Sen. Michael Bennet, D-Colo., ha espresso la sua devastazione dopo aver appreso la notizia della sparatoria nel suo stato e ha chiesto maggiore protezione e sostegno per la comunità LGBTQ.

“Mentre cerchiamo giustizia per questo atto impensabile, dobbiamo fare di più per proteggere la comunità LGBTQ e opporci alla discriminazione e all’odio in ogni forma”, ha scritto su Twitter.

Il presidente Biden ha dichiarato in una dichiarazione: “Non c’è posto per la violenza, l’odio e il fanatismo in America. Purtroppo, tuttavia, come ci ricorda l’attacco della scorsa notte a Colorado Springs, ci sono così tante persone LGBTQI+ negli Stati Uniti – e in giro il mondo – continuano a subire attacchi non intenzionali”.

Biden ha chiesto al Congresso di approvare l’Equality Act, che vieterebbe la discriminazione contro le persone in base all’orientamento sessuale e all’identità di genere. Il disegno di legge si è bloccato al Senato dopo essere stato approvato dalla Camera nel febbraio 2021.

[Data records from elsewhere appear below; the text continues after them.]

PR #14398, opened 2026-05-21
[TRTLLM-12842][feat] Maximal LLMAPI capture in usage telemetry

venkywonka:
## Motivation

Usage telemetry had coarse feature flags, not effective LLM API runtime-shape config. Needed: know how deployed configs are shaped without collecting private or user-controlled data.

Hard rule: no PII, no prompts, no outputs, no model/tokenizer paths, no env vars, no raw YAML, no arbitrary fields, no arbitrary strings.

## Design

Full list and related TRTLLM documentation preview: https://venkywonka.github.io/TensorRT-LLM/developer-guide/telemetry.html 

- Add field-local `Field(..., telemetry=...)` opt-in metadata for approved LLM args fields.
- Walk only declared Pydantic fields from validated effective args. Unmarked fields stay invisible.
- Emit deterministic `llmApiConfigJson` for sanitized config values.
- Emit `llmApiConfigMetaJson` with capture version, policy version, args class, digests, counts, source, and unsafe-exclusion status.
- Fail closed in sanitizer: reject paths, raw strings without allowlists, dict/object payloads, `Any`, callables, unsafe unions, and heterogeneous tuples.
- Keep `featuresJson` for legacy summary consumers. Add TODO to dedupe with `llmApiConfigJson` later.
- Generate telemetry docs during Sphinx build from `llm_args.py` annotations so exhaustive captured-key docs do not drift manually.
- Preserve existing usage opt-out behavior and precompiled editable validation path for Python/schema-only changes.

## Testing

- `python3 -m json.tool tensorrt_llm/usage/schemas/trtllm_usage_event_schema.json`
- `python3 -m py_compile` on telemetry usage modules and docs generator
- `ruff check` / `ruff format --check` on touched Python files
- `git diff --check`
- Usage unit coverage: `199 passed, 5 skipped`
- Forced real-GPU usage capture smoke: `2 passed`
- Generated-docs unit coverage: `2 passed`
- Full Sphinx HTML build completed; telemetry page renders README link, schema link, privacy invariant, and exhaustive LLM API config field tables.
- Real GPU precomputed-wheel validation path: `54 passed`
- Real-CUDA smoke payloads passed for single-GPU, TP=2 compile, and scheduler/KV-cache privacy shapes.
- TRT-LLM MCP runtime contract check: `status=ready`

## Summary by CodeRabbit

* **Documentation**
  * Enhanced README telemetry section with explicit enumeration of excluded data categories (outputs, model paths, PII, raw configurations, persistent identifiers).
  * Expanded developer guide with detailed telemetry capture reference and configuration field allowlists.

* **New Features**
  * Introduced sanitized, opt-in LLM API configuration telemetry with deterministic capture and validation; schema version bumped to 0.2.
  * Added disaggregated launcher telemetry environment propagation for deployment tracking.

* **Tests**
  * Comprehensive test coverage for configuration telemetry capture, sanitization, and end-to-end validation.

### DIFF
--- a/README.md
+++ b/README.md
@@ -298,9 +298,10 @@ Deprecation is used to inform developers that some APIs and tools are no longer 
 TensorRT-LLM collects anonymous telemetry data by default. This data is used
 in aggregate to understand usage patterns and prioritize engineering efforts.
 **This data cannot be traced back to any individual user.** No prompts,
-user-identifying information, or persistent identifiers are collected. Any
-deployment identifiers are ephemeral, randomly generated per deployment, and
-not linked to users. The data we collect includes:
+outputs, model weights, model paths, tokenizer paths, user-identifying
+information, raw free-form configuration strings, or persistent identifiers are
+collected. Any deployment identifiers are ephemeral, randomly generated per
+deployment, and not linked to users. The data we collect includes:
 
 - Ingress point (e.g., LLM API, CLI, serve command)
 - Deployment duration (via periodic heartbeats)
@@ -309,8 +310,10 @@ not linked to users. The data we collect includes:
 - Parallelism configuration (TP/PP/CP/MoE-EP/MoE-TP sizes), quantization algorithm, dtype, KV cache dtype
 - System information (OS platform, Python version, CPU architecture, CPU count)
 - TRT-LLM version and backend
-- Feature flags (LoRA, speculative decoding, prefix caching, CUDA graphs, chunked context, data parallelism)
+- Feature summary flags (LoRA, speculative decoding, prefix caching, CUDA graphs, chunked context, data parallelism)
 - Disaggregated serving metadata (role and deployment ID)
+- Selected LLM API configuration values: parallelism, dtype, KV cache, scheduler, CUDA graph, and compile settings
+- Capture diagnostics for that payload: a schema checksum (for provenance), the count of captured fields, and whether any free-form value was skipped
 
 Telemetry is automatically disabled in CI and test environments.
 
--- a/docs/source/_ext/llmapi_config_telemetry.py
+++ b/docs/source/_ext/llmapi_config_telemetry.py
@@ -1,0 +1,102 @@
+# SPDX-FileCopyrightText: Copyright (c) 2026 NVIDIA CORPORATION & AFFILIATES. All rights reserved.
+# SPDX-License-Identifier: Apache-2.0
+#
+# Licensed under the Apache License, Version 2.0 (the "License");
+# you may not use this file except in compliance with the License.
+# You may obtain a copy of the License at
+#
+# http://www.apache.org/licenses/LICENSE-2.0
+#
+# Unless required by applicable law or agreed to in writing, software
+# distributed under the License is distributed on an "AS IS" BASIS,
+# WITHOUT WARRANTIES OR CONDITIONS OF ANY KIND, either express or implied.
+# See the License for the specific language governing permissions and
+# limitations under the License.
+
+from __future__ import annotations
+
+import json
+from pathlib import Path
+
+_GOLDEN_REL = "tensorrt_llm/usage/llm_args_golden_manifest.json"
+
+_REFERENCE_PREAMBLE = """\
+# Telemetry
+
+This page documents TensorRT-LLM usage telemetry. It is generated during the
+Sphinx docs build by rendering the committed telemetry manifest
+(`tensorrt_llm/usage/llm_args_golden_manifest.json`).
+
+Start with the
+[Telemetry Data Collection section in the root README](source:README.md#telemetry-data-collection)
+for the user-facing collection and opt-out overview, and the
+[telemetry schema reference](source:tensorrt_llm/usage/schemas/README.md)
+for the wire schema.
+
+**No PII or free-form fields are captured.** LLM API configuration capture is
+*type-driven*: fields whose type is categorical (`Literal`/`Enum`/`bool`) or
+numeric (`int`/`float`), plus safe collections of those, are captured
+automatically. Free-form `str`/`Any`/`Path`/`dict`/`Callable` are never captured
+unless a field carries an explicit allowlist (`TelemetryField.categorical(...)`),
+and any field may opt out with `telemetry=False`. Every captured field is listed
+below; the runtime can capture nothing absent from this list.
+
+## LLM API Configuration Fields
+
+A field can still be absent from a specific payload when its parent config is
+unset or when the safety sanitizer rejects the runtime value.
+"""
+
+
+def _escape(text: str) -> str:
+    return text.replace("|", "\\|").replace("\n", " ")
+
+
+def _format_values(values: list[str]) -> str:
+    return ", ".join(f"`{_escape(v)}`" for v in values) if values else ""
+
+
+def _table(rows: list[dict]) -> str:
+    lines = [
+        "| Captured key | Annotation | Kind | Converter | Allowed values |",
+        "|--------------|------------|------|-----------|----------------|",
+    ]
+    for row in rows:
+        lines.append(
+            f"| `{_escape(row['path'])}` | `{_escape(row['annotation'])}` | "
+            f"`{_escape(row['kind'])}` | {_escape(row['converter'])} | "
+            f"{_format_values(row['allowed_values'])} |"
+        )
+    return "\n".join(lines)
+
+
+def generate_telemetry_reference(repo_root: Path | str, output_path: Path | str) -> None:
+    repo_root = Path(repo_root)
+    golden = json.loads((repo_root / _GOLDEN_REL).read_text())
+    content = [_REFERENCE_PREAMBLE]
+    for args_class in ("TorchLlmArgs", "TrtLlmArgs"):
+        rows = golden.get(args_class, [])
+        content.extend(
+            [
+                f"### `{args_class}`",
+                "",
+                f"{len(rows)} captured fields.",
+                "",
+                _table(rows),
+                "",
+            ]
+        )
+    output = Path(output_path)
+    output.parent.mkdir(parents=True, exist_ok=True)
+    output.write_text("\n".join(content))
+
+
+def _on_builder_inited(app) -> None:
+    docs_source = Path(app.confdir)
+    repo_root = docs_source.parents[1]
+    generate_telemetry_reference(repo_root, docs_source / "developer-guide/telemetry.md")
+
+
+def setup(app) -> dict[str, object]:
+    app.connect("builder-inited", _on_builder_inited)
+    return {"version": "0.2", "parallel_read_safe": True, "parallel_write_safe": True}
--- a/docs/source/developer-guide/telemetry.md
+++ b/docs/source/developer-guide/telemetry.md
@@ -1,0 +1,532 @@
+# Telemetry
+
+This page documents TensorRT-LLM usage telemetry. It is generated during the
+Sphinx docs build by rendering the committed telemetry manifest
+(`tensorrt_llm/usage/llm_args_golden_manifest.json`).
+
+Start with the
+[Telemetry Data Collection section in the root README](source:README.md#telemetry-data-collection)
+for the user-facing collection and opt-out overview, and the
+[telemetry schema reference](source:tensorrt_llm/usage/schemas/README.md)
+for the wire schema.
+
+**No PII or free-form fields are captured.** LLM API configuration capture is
+*type-driven*: fields whose type is categorical (`Literal`/`Enum`/`bool`) or
+numeric (`int`/`float`), plus safe collections of those, are captured
+automatically. Free-form `str`/`Any`/`Path`/`dict`/`Callable` are never captured
+unless a field carries an explicit allowlist (`TelemetryField.categorical(...)`),
+and any field may opt out with `telemetry=False`. Every captured field is listed
+below; the runtime can capture nothing absent from this list.
+
+## LLM API Configuration Fields
+
+A field can still be absent from a specific payload when its parent config is
+unset or when the safety sanitizer rejects the runtime value.
+
+### `TorchLlmArgs`
+
+234 captured fields.
+
+| Captured key | Annotation | Kind | Converter | Allowed values |
+|--------------|------------|------|-----------|----------------|
+| `allreduce_strategy` | `Optional[Literal['AUTO', 'NCCL', 'UB', 'MINLATENCY', 'ONESHOT', 'TWOSHOT', 'LOWPRECISION', 'MNNVL', 'NCCL_SYMMETRIC']]` | `categorical` |  | `AUTO`, `NCCL`, `UB`, `MINLATENCY`, `ONESHOT`, `TWOSHOT`, `LOWPRECISION`, `MNNVL`, `NCCL_SYMMETRIC` |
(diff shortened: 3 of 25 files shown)


tburt-nv (approved):
I'm only reviewing the setup.py changes here, which look good to me.

docs/source/developer-guide/telemetry.md
```diff
@@ -0,0 +1,128 @@
...
+Model paths, tokenizer paths, prompts, outputs, raw free-form strings,
+dict/object payloads, callables, and raw `Any` values are not captured.
+
+### `TorchLlmArgs`
+
+54 telemetry-marked fields.
+
+| Captured key | Defining field | Annotation | Kind | Converter | Allowed values |
+|--------------|----------------|------------|------|-----------|----------------|
+| `attn_backend` | `TorchLlmArgs.attn_backend` | `str` | `categorical` | allowlist | `TRTLLM`, `FLASHINFER`, `FLASH_ATTENTION`, `VANILLA` |
```
Superjomn: Is this table generated from LlmArgs? It seems the hardcoded table isn't necessary and is easy to be out-of-date, maybe let some script generate an intermediate during doc building.

docs/source/developer-guide/telemetry.md
```diff
@@ -0,0 +1,128 @@
...
+| `torch_compile_config.enable_inductor` | `TorchCompileConfig.enable_inductor` | `bool` | `value` |  |  |
+| `torch_compile_config.enable_piecewise_cuda_graph` | `TorchCompileConfig.enable_piecewise_cuda_graph` | `bool` | `value` |  |  |
+| `torch_compile_config.enable_userbuffers` | `TorchCompileConfig.enable_userbuffers` | `bool` | `value` |  |  |
+| `torch_compile_config.max_num_streams` | `TorchCompileConfig.max_num_streams` | `PositiveInt` | `value` |  |  |
+
+### `TrtLlmArgs`
+
+35 telemetry-marked fields.
+
+| Captured key | Defining field | Annotation | Kind | Converter | Allowed values |
```
Superjomn: So is this. I saw the "categorical"/"value" is registered for each Field.

tensorrt_llm/llmapi/llm_args.py
```diff
@@ -111,16 +134,19 @@ class CudaGraphConfig(StrictBaseModel):
...
         default=None,
-        description="List of batch sizes to create CUDA graphs for.")
+        description="List of batch sizes to create CUDA graphs for.",
+        telemetry={"kind": "value"})
 
     max_batch_size: NonNegativeInt = Field(
-        default=0, description="Maximum batch size for CUDA graphs.")
+        default=0,
+        description="Maximum batch size for CUDA graphs.",
+        telemetry={"kind": "value"})
```
Superjomn: Is it true that for each Field, we need to register a `telemetry.value`? If so, I saw most of them are "value", how about making "value" the default value, and only let developers register the "categorial" register explicitly.

tensorrt_llm/llmapi/llm_args.py
```diff
@@ -2594,8 +2630,11 @@ class KvCacheConfig(StrictBaseModel, PybindMirror):
     dtype: str = Field(
         default="auto",
         description=
-        "The data type to use for the KV cache. Use 'auto' to follow checkpoint metadata, otherwise force the specified dtype."
-    )
+        "The data type to use for the KV cache. Use 'auto' to follow checkpoint metadata, otherwise force the specified dtype.",
+        telemetry=TelemetryField(kind="categorical",
+                                 converter="allowlist",
+                                 allowed_values=("auto", "float16", "bfloat16",
```
Superjomn: Regarding the allowed_values, I think it should not be a part of telemetry field registration; instead, it should originate from the original Field.
e.g. We may amend the dtype's Field to have `Literal["auto", "float16", ...]` and let the Telemetry field deduce from it.

tensorrt_llm/llmapi/llm_args.py
```diff
@@ -2901,10 +2942,19 @@ class BaseLlmArgs(StrictBaseModel):
...
 
     dtype: str = Field(default="auto",
-                       description="The data type to use for the model.")
+                       description="The data type to use for the model.",
+                       telemetry={
+                           "kind":
+                           "categorical",
+                           "converter":
+                           "allowlist",
+                           "allowed_values":
```
Superjomn: So, is this `allowed_values`, I doubt if we can remove all such allowed_values and let telemetry deduce from the Typing.

tensorrt_llm/llmapi/llm_args.py
```diff
@@ -2970,7 +3025,8 @@ class BaseLlmArgs(StrictBaseModel):
     load_format: Literal['auto', 'dummy'] = Field(
         default='auto',
         description="The format to load the model.",
-        json_schema_extra={"type": "Literal['auto', 'dummy']"})
+        json_schema_extra={"type": "Literal['auto', 'dummy']"},
+        telemetry={"kind": "categorical"})
```
Superjomn: One question, when will it be `categorical`? Can we let the Field deduce automatically rather than register manually? Ideally, the Field should get all the metadata, right? We may make the telemetry deducing as a `__post_init__` like to get all the metadata.

tensorrt_llm/llmapi/llm_args.py
```diff
@@ -111,16 +134,19 @@ class CudaGraphConfig(StrictBaseModel):
...
+        description="Maximum batch size for CUDA graphs.",
+        telemetry={"kind": "value"})
 
     enable_padding: bool = Field(
         default=False,
         description=
-        "If true, batches are rounded up to the nearest cuda_graph_batch_size. This is usually a net win for performance."
-    )
+        "If true, batches are rounded up to the nearest cuda_graph_batch_size. This is usually a net win for performance.",
+        telemetry={"kind": "value"})
```
QiJune: Suggestion: the telemetry opt-in model makes sense, but the field annotations are becoming verbose. I think we can reduce the boilerplate in two small ways while keeping the same explicit privacy boundary.

1. For safe primitive fields, prefer `telemetry=True` instead of repeating `telemetry={"kind": "value"}` everywhere. `None` remains the default, so fields are still not captured unless explicitly opted in.

2. For categorical string / enum-like fields, add a helper such as

```python
  `TelemetryField.categorical(...)`, e.g.

      telemetry=TelemetryField.categorical(
          "TRTLLM",
          "FLASHINFER",
          "FLASHINFER_STAR_ATTENTION",
          "FLASH_ATTENTION",
          "VANILLA",
      )
```

This avoids repeating `kind/converter/allowed_values`, reduces typo risk, and makes it easier to review allowlist drift when valid config values change.

QiJune (approved):
LGTM

docs/source/_ext/llmapi_config_telemetry.py
```diff
@@ -0,0 +1,336 @@
...
+
+
+def generate_telemetry_reference(repo_root: Path | str, output_path: Path | str) -> None:
+    rows = collect_llm_api_config_telemetry_fields(repo_root)
+    by_args_class = {
+        args_class: [row for row in rows if row.args_class == args_class]
+        for args_class in ("TorchLlmArgs", "TrtLlmArgs")
+    }
+
+    content = [
```
Superjomn: It seems that using a multi-line string can make the text easier to read and maintain. For example:

content = """
# Telemetry

This page documents TensorRT-LLM usage telemetry. It is generated during the Sphinx docs build from source annotations in
""".strip()

Superjomn (commented):
It may be possible to make this change less invasive to the existing LlmArgs implementation and derive most of the telemetry metadata from information that is already available.

venkywonka (commented):
@coderabbitai full review

mikeiovine (approved):

venkywonka:
@coderabbit full review

docs/source/_ext/llmapi_config_telemetry.py
venkywonka: have addressed it

venkywonka: the prose block is now a single triple-quoted _REFERENCE_PREAMBLE; the per-class
tables stay generated programmatically.

tensorrt_llm/llmapi/llm_args.py
venkywonka: Done in b38a090531 — `kind` is now derived from the annotation (`Literal/Enum/allowlist` → categorical,
else value) via a shared `derive_kind()`, so it's no longer registered per-field.

tensorrt_llm/llmapi/llm_args.py
venkywonka: done

tensorrt_llm/llmapi/llm_args.py
venkywonka: agreed, for bare-str fields that don't have annotations we can work with, the allowlist is a deliberate
privacy subset, so I kept an explicit `.categorical(...)` as suggested by @QiJune and verified the
values against the consuming code. Literal/Enum fields elsewhere now auto-derive; str→Literal
tightening in actual LLMAPI code is beyond scope.

tensorrt_llm/llmapi/llm_args.py
venkywonka: Done in b38a090531 — `telemetry=True` is now the shorthand for a plain value field, and kind is
derived from the annotation rather than registered, so the {"kind": "value"} boilerplate is gone. Most
fields are now just `telemetry=True`.

tensorrt_llm/llmapi/llm_args.py
venkywonka: Both done in b38a090531: `telemetry=True` is now the shorthand for safe primitives, and there's a
`TelemetryField.categorical(*values)` classmethod for the allowlist cases (when the annotation isn't deducable by itself, eg: `attn_backend`, `dtype` fields, etc.). Tightening dtype's type to a Literal is a separate API validation-contract change I'd rather do in a focused follow-up. ideally, all categorical fields must be annotation with either enum or literal, but dtype , attn_backend have bare-str.

docs/source/developer-guide/telemetry.md
venkywonka: its auto-generated now

tensorrt_llm/llmapi/llm_args.py
Superjomn: Good progress.

Regarding telemetry=True, I noticed it has been added to many Fields. Would it make sense to make telemetry=True the default value in Field instead? That could avoid the O(n) explicit updates across all fields and leave only the relatively few cases that require telemetry=False.

venkywonka:
@coderabbitai full review

Superjomn (approved):
LGTM

README.md
```diff
@@ -309,8 +310,10 @@ not linked to users. The data we collect includes:
 - Parallelism configuration (TP/PP/CP/MoE-EP/MoE-TP sizes), quantization algorithm, dtype, KV cache dtype
 - System information (OS platform, Python version, CPU architecture, CPU count)
 - TRT-LLM version and backend
-- Feature flags (LoRA, speculative decoding, prefix caching, CUDA graphs, chunked context, data parallelism)
+- Legacy feature summary flags (LoRA, speculative decoding, prefix caching, CUDA graphs, chunked context, data parallelism)
 - Disaggregated serving metadata (role and deployment ID)
+- Sanitized, type-driven effective LLM API configuration fields (categorical and numeric inference knobs; never prompts, paths, secrets, or free-form text), such as selected parallelism, dtype, KV cache, scheduler, CUDA graph, and compile settings
+- Capture metadata for the LLM API configuration payload, including schema digests, field counts, capture success, and unsafe-exclusion signals
```
arysef: This seems a bit vague to me - what is a schema digest, capture success, and unsafe-exclusion signals?

README.md
```diff
@@ -309,8 +310,10 @@ not linked to users. The data we collect includes:
 - Parallelism configuration (TP/PP/CP/MoE-EP/MoE-TP sizes), quantization algorithm, dtype, KV cache dtype
 - System information (OS platform, Python version, CPU architecture, CPU count)
 - TRT-LLM version and backend
-- Feature flags (LoRA, speculative decoding, prefix caching, CUDA graphs, chunked context, data parallelism)
+- Legacy feature summary flags (LoRA, speculative decoding, prefix caching, CUDA graphs, chunked context, data parallelism)
```
arysef: Why are these marked legacy?

README.md
```diff
@@ -309,8 +310,10 @@ not linked to users. The data we collect includes:
...
 - Disaggregated serving metadata (role and deployment ID)
+- Sanitized, type-driven effective LLM API configuration fields (categorical and numeric inference knobs; never prompts, paths, secrets, or free-form text), such as selected parallelism, dtype, KV cache, scheduler, CUDA graph, and compile settings
```
arysef: I don't think we need to include the first sentence - we can probably just stick to specifically what we are including

README.md
venkywonka: schema digest is a checksum of the schema - its just to exactly track the provenance. the capture success is just a boolean telling if we were able to sucessfully walk through the pydantic instance and capture the full config without errors. 
unsafe exclusion signals are situations when a free-form string that isn't part of the enum/declared categorical type is passed for the knob - in which case we DON'T want to collect it even by mistake. 

i shall clear those up. thanks!

README.md
venkywonka: as now that we maximally capture the llmapi, the above feature flags are a subset/derivative of that, so its not new information.... i have added a todo for this - but maybe we'd rather keep it as a task item instead of advertising that its legacy. good point.

README.md
venkywonka: gotca

venkywonka:
nvtelemetry v0.2 schema has been promoted, so this PR is safe to merge.

tensorrt_llm/usage/usage_lib.py
```diff
@@ -590,6 +596,17 @@ def _background_reporter(
...
+            llm_api_config_json, llm_api_config_meta_json = _collect_llm_api_config_payloads(
+                llm_args
+            )
+        except Exception:
+            # Double net: reporter must not die if collector call breaks.
+            # Shared failure payload keeps metadata shape in one place.
+            args_class = type(llm_args).__name__ if llm_args is not None else ""
+            llm_api_config_json, llm_api_config_meta_json = _failure_llm_api_config_payloads(
+                args_class=args_class
+            )
```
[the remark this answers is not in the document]
venkywonka: Keeping the outer daemon catch broad intentionally: `collect_llm_api_config_payloads()` now catches only `(AttributeError, TypeError, ValueError, KeyError)` and propagates unexpected collector bugs, while `_background_reporter()` remains the final fail-silent guard so telemetry cannot crash inference. Covered by `test_collect_llm_api_config_propagates_unexpected_errors` and `test_background_reporter_keeps_initial_report_when_config_capture_fails`.

tensorrt_llm/llmapi/llm_args.py
venkywonka: Current head implements this as type-driven auto-enroll: safe categorical/numeric annotations are selected by default in `build_capture_manifest`, `telemetry=False` opts out, and `TelemetryField.categorical(...)` remains for allowlisted bare strings like dtype/attn_backend. Resolving the stale thread.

A giugno, Biden ha firmato la prima importante legislazione sulla sicurezza delle armi approvata dal Congresso in quasi 30 anni, un mese dopo una sparatoria di massa in una scuola elementare di Uvalde, in Texas, che ha ucciso 19 bambini e due adulti. La legge amplia i controlli sui precedenti delle persone di età compresa tra i 18 ei 21 anni che desiderano acquistare un’arma e amplia una legge esistente che impedisce alle persone condannate per abusi domestici di possedere un’arma.

Ma c’è altro da fare.

“Dobbiamo emanare un divieto di armi d’assalto per togliere le armi da guerra dalle strade d’America”, ha detto Biden in un comunicato stampa della Casa Bianca.

Juliana Kim ha contribuito alla segnalazione.